Язык и мудрость в названии работы Ф. Шлегеля сополагаются, и это неслучайно: язык всегда был связан в Индии с глубинными, бытийственными аспектами. Он является, говоря словами М. Хайдеггера, «домом бытия», он творит и моделирует мир. Имя Хайдеггера приведено здесь не случайно: в европейской философии именно его отношение к языку близко к индийскому. В работе «На пути к языку» он выдвинул основополагающий тезис, очень «индийский» по духу: «Слово есть указание, а не знак в смысле простого обозначения». Отстаивая герменевтический подход к языку и считая, что «язык – единственное, что действительно говорит», Хайдеггер рассматривал его не просто как обозначение реальности, но и как ее самораскрытие.

С ним трудно не согласиться: язык и в самом деле как будто нам подсказывает, и нужно только уметь чутко прислушиваться к его подсказкам. В самой сущности языка есть нечто, что подталкивает к раскрытию этой вечно ускользающей реальности; и в самих словах, и в их фонетических рисунках, и в «боковых смыслах», как в эхе, можно уловить ее отзвуки. Отсюда, кстати, и происходит пристрастие индийской традиции к метафорам, притчам, загадкам, иносказаниям, намекам, афоризмам, анекдотам и даже к тому, что мы назвали бы народной этимологией. Понятно, что высшие состояния бытия связаны с глубокими и неуловимыми переживаниями, которые невозможно ни объяснить, ни описать.
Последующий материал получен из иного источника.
PR #3850, opened 2026-07-31
fix(release): reject clobbered macOS updater archives

dwillitzer:
## Summary
- Root cause: both macOS release jobs uploaded `Buzz.app.tar.gz` to `buzz-desktop-latest`, so arm64 clobbered Intel while `latest.json` kept both platform signatures.
- Main already renames per-arch updater archives; this fails assemble if two platforms still share a basename before `latest.json` is published.
- Documents manual DMG recovery for machines stuck on the broken channel.

## Test plan
- [x] Local bash simulation: unique names pass, duplicate basename fails
- [x] Live channel rechecked: both macOS keys still point at one `Buzz.app.tar.gz` with different signatures
- [x] Confirmed `Buzz_0.5.2_x64.dmg` exists for Intel recovery
- [ ] Next desktop release: confirm `latest.json` macOS URLs are uniquely named archives
- [ ] On Intel Mac: after next release, Settings → Software Updates can install without signature failure

## User recovery (current channel)
Install the matching DMG from https://github.com/block/buzz/releases/latest — Intel needs `Buzz_*_x64.dmg`. In-app update stays unreliable until a release ships a correct `latest.json`.

### DIFF
--- a/.github/workflows/release.yml
+++ b/.github/workflows/release.yml
@@ -890,23 +890,32 @@ jobs:
           set -euo pipefail
           BASE="https://github.com/block/buzz/releases/download/desktop-v${VERSION}"
           TRIPLES=()
+          # Parallel arrays: ARCHIVE_NAMES[i] basename claimed by ARCHIVE_PLATFORMS[i].
           ARCHIVE_NAMES=()
+          ARCHIVE_PLATFORMS=()
 
           add_triple() {
             local result="$1" platform="$2" archive="$3"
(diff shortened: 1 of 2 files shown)


Chessing234:
good guard. can the check print both colliding artifact urls in the failure log so the release job is obvious to debug?

dwillitzer:
Good call. Pushed a follow-up that prints both colliding platforms and their intended desktop-v artifact URLs on failure.

PR #3855, opened 2026-07-31
fix(desktop): expand ancestors of nested thread replies on panel open (#3799)

### LINKED ISSUE #3799: Missing replies in thread view after replying to non-latest messages
Description: When an agent replies to a message that is not the most recent in a thread, the reply is delivered and visible in the agent's message history, but does not appear in the thread panel UI on the right side.

Steps:
1. Start thread with message A
2. Agent replies to A (appears in thread)
3. User adds message B to same thread
4. Agent replies to B
5. Agent's reply to B is missing from thread panel UI (though it exists in relay)

Expected: All replies appear in thread panel, chronologically ordered
Actual: Replies to earlier messages become invisible in UI

Environment: Buzz Desktop 

Image

iroiro147:
## Problem

When an agent (or any replier) anchors a reply to a *non-latest* thread message — e.g. parent=B where the viewer's open thread has A as head and B as a depth-1 child — a fresh depth-2 reply delivered by the relay is **not rendered** in the thread panel and produces **no visible signal**. The two underlying surfaces:

| Surface | Root cause | Consequence |
|---|---|---|
| render | The panel opens with an empty `expandedThreadReplyIds` set (`ChannelScreen.tsx`). A depth-1 child that has any descendant renders as a collapsed `MessageThreadSummaryRow` and every deeper reply under it is omitted from `visibleReplies` (`threadPanel.ts` `appendExpandedReplies`). | The new depth-2 reply is present in `threadRepliesKey` but invisible in the panel. |
| badge | `computeThreadReplyUnreadCounts` (`useChannelUnreadState.ts`) builds its input set from the **channel-window projection only**. A fresh depth-2 reply that lives only in the `threadRepliesKey` cache isn't in that window, so the descendant-aware subtree walk never reaches it. | The collapsed ancestor row's unread badge stays `0`. |

Both are the same logical bug at two stages: the open thread's fetched reply set (`[head, ...replyEvents]`) is richer than the channel-window projection that seeds the panel state, and neither surface reconciled against it.

## Fix

Two tightly-scoped changes, each with independent regression coverage:

- **scope-a — expand ancestors at open.** New `computeInitialExpandedReplyIds` (pure, in `threadPanel.ts`) computes the minimal set of intermediate ancestors of every depth-≥2 reply in the fetched thread set. New `useThreadPanelInitialExpansion` hook (extracted out of `ChannelScreen.tsx` to respect the desktop file-size ratchet) seeds `expandedThreadReplyIds` once per opened head by unioning those ancestors in — the seed never removes ids and never re-runs after the user manually collapses/expands. Idempotent (bails with the identity reference when the seed is already a subset of the live set).
- **scope-b — union the message set into the unread badge.** New `unionScopeMessages` (pure, in `threadReplyUnreadCounts.ts`). `useChannelUnreadState` now feeds `computeThreadReplyUnreadCounts` a union of the channel-window projection and the open thread's full fetched message set via a *widened* `directReplyIdsByParentId` memo consumed **only** by this badge path — all other unread readers stay window-scoped, matching the existing per-message read-state contract.

## Verification

- `threadPanel.test.mjs`: **6 new cases** — open-with-seed surfaces the depth-2 reply; depth-1-only threads stay collapsed; unread-scoped filtering expands only the unread branch; depth-3 chain pins every intermediate parent; cycles/missing parents tolerated without hanging; `buildThreadPanelData` integration with the seed.
- `threadReplyUnreadCounts.test.mjs`: **3 new cases** — `unionScopeMessages` dedup/order/reference-preservation; a depth-2 reply outside the window is counted against its collapsed ancestor (the fix); and a negative control documenting that, without the union, the same scenario yields `unreadDescendantCount = 0`.
- **Full desktop suite: 3879/3879 green.**
- `pnpm check` (biome lint+format, file-size ratchet, px-text, pubkey-truncation): clean.

## Manual test

1. Open a channel with an existing thread A. Send a reply B to A (depth-1). Open a second session and have an agent (or another account) reply to **B** (depth-2), not to A and not to the latest thread message.
2. In the first session, open the thread panel for A. **Before** this fix: B renders as a collapsed summary row; the agent's reply is invisible; B carries no unread badge. **After**: B is pre-expanded; the agent's reply renders in place; B carries an unread badge while collapsed from any prior manual collapse.

Affected surface: desktop web thread panel only. No protocol, relay, storage, or key changes.

Fixes #3799

### DIFF
--- a/desktop/src/features/channels/lib/threadReplyUnreadCounts.test.mjs
+++ b/desktop/src/features/channels/lib/threadReplyUnreadCounts.test.mjs
@@ -1,7 +1,10 @@
 import assert from "node:assert/strict";
 import test from "node:test";
 
-import { computeThreadReplyUnreadCounts } from "./threadReplyUnreadCounts.ts";
+import {
+  computeThreadReplyUnreadCounts,
+  unionScopeMessages,
+} from "./threadReplyUnreadCounts.ts";
 
 // Open thread "root":
 //   root(100)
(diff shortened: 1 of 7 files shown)


iroiro147:
Closing to re-push with DCO sign-off on the sole commit; reopening as a fresh PR momentarily.

Issue #3651, opened 2026-07-30
Routed reader statements are unbounded after acquire — mid-transaction blackhole hangs requests indefinitely (needs reader statement_timeout)


tlongwell-block:
## Summary

Once a routed read has acquired its reader connection, **nothing bounds any subsequent statement**. A replica path that goes dark *mid-transaction* (LB failover, security-group change, standby promotion, Aurora failover) converts a routed read into an indefinitely hung request — the writer-fallback code never regains control. Dawn reproduced a hang that ran to her 15s probe cap with no bound in sight (thread 65279d98 in #buzz-read-only-replica-usage, 2026-07-30).

Found during the #3268 activation review. **Not a #3268 merge blocker** (seams are dark until `BUZZ_REPLICA_READ_MAX_AGE_MS` is set, and the writer pool has the same missing timeout today), but it is an **activation gate**: #3268's one-snapshot-across-page+aux design holds reader transactions open longer than any pre-existing read, widening the exposure window.

## Evidence (all at `dd26caa9f`)

What IS bounded — Dawn measured the acquire path exhaustively with a silent TCP listener (accepts, never writes — the hard blackhole shape):
- Cold connect through acquire: 151–152ms `PoolTimedOut`, 3/3 (sqlx `inner.rs:252-255` wraps the whole acquire future in `rt::timeout`; connect is re-bounded inside at `:338/:350`).
- Idle-connection-gone-stale: 152ms (sqlx `test_before_acquire` defaults true, ping runs inside the acquire timeout).

What is NOT bounded — after `read_pool.acquire()` succeeds:
- `MIDTX_STATEMENT elapsed_ms=15002 result=STILL_HANGING_at_15s_cap (UNBOUNDED)` — BEGIN succeeded on a healthy replica, path blackholed, next statement hung past the probe cap.
- No bound exists anywhere (verified independently by Dawn and Eva at the SHA): `rg statement_timeout crates/ -g '*.rs'` → zero hits repo-wide; the reader pool builder (`lib.rs:723-731`) sets only max/min/acquire/lifetime/idle, no `after_connect`; no `tokio::time::timeout` wraps any routed read. Everything in `proved_reader` after acquire — Aurora probe (`:908`), `Transaction::begin` (`:909`), `observe_heartbeat` (`:955`) — and every page/aux statement on the held snapshot is unbounded.

## Fix (small)

[...]

PR #3997, opened 2026-07-31
fix(db): bound reader-pool statements with per-session statement_timeout (#3651)

iroiro147:
## Summary

Bounds every statement issued on the reader pool (`crates/buzz-db`) with a per-session `statement_timeout`, so a replica that goes dark mid-transaction fails the statement instead of hanging the request indefinitely (#3651).

## Root cause

Once a routed read acquired its reader connection, nothing bounded any subsequent statement. A replica path that goes dark mid-transaction (LB failover, security-group change, standby promotion, Aurora failover) converted a routed read into an indefinitely hung request the writer-fallback could never reclaim. No `statement_timeout` existed anywhere in the repo; a `MIDTX_STATEMENT` probe ran past a 15s cap with no bound in sight.

## Fix

`connect_read_pool` now arms a per-session `statement_timeout` (`READER_STATEMENT_TIMEOUT_MS = 2s`) on every reader connection via `after_connect` + `set_config('statement_timeout', ..., false)` — the same `set_config` pattern already used by the writer pool's floor-guard at the same site. The value is deliberately session-scoped (the trailing `false`) so it cannot leak into any wider role config.

2s is comfortably above any legitimate routed read on a read-only session yet far below a hung request; on timeout Postgres sends an error, the acquire / read path fails, and the caller's fallback to the writer regains control. Collector/timer overhead and the (already sub-second) reader acquire are unaffected — this bounds only in-flight SQL work.

Reader sessions are read-only: this can never abort a committed write, it only bounds in-flight SQL.

## Test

Но на них можно только намекнуть, указать, подсказать…

Новое отношение к языку и тексту, вызывающее в памяти древнеиндийские традиции, сейчас складывается в западной науке – прежде всего усилиями семиотиков, этнологов, культурологов и психолингвистов. Происходит постепенное осознание того, что в те или иные периоды тексты не только создавались людьми, но и творили историю. Это новое отношение выразил Ж. Деррида: «Так как язык служит основой бытия, то мир – это бесконечный текст. Все текстуализируется. Все контексты, будь они политическими, экономическими, социологическими, психологическими или теологическими, – становятся интертекстами, то есть влияния и силы внешнего мира текстуализируются. Вместо литературы у нас текстуальность, вместо традиции – интертекстуальность. Что же из себя представляет текст? Это цепочки различающихся следов. Серии подвижных означающих. Множество пронизывающих знаков, которые влекут за собой в конечном счете нерасшифруемые интертекстуальные элементы».